● ACTIVITY: Note every line in the entries that contains the string "tests", and copy it.

DATA SHOWN Block Start

PR #396, opened 2026-01-08
Revisit additional tests for set!

glwagner:
Revamp of #163


glwagner:
These tests appear to be unnecessary since they don't change code coverage and pass with the source as-is, and cause the tests to be more expensive. So I am closing this PR.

DATA SHOWN Block End

● ANSWER TO THIS EXERCISE:
Revisit additional tests for set!
These tests appear to be unnecessary since they don't change code coverage and pass with the source as-is, and cause the tests to be more expensive. So I am closing this PR.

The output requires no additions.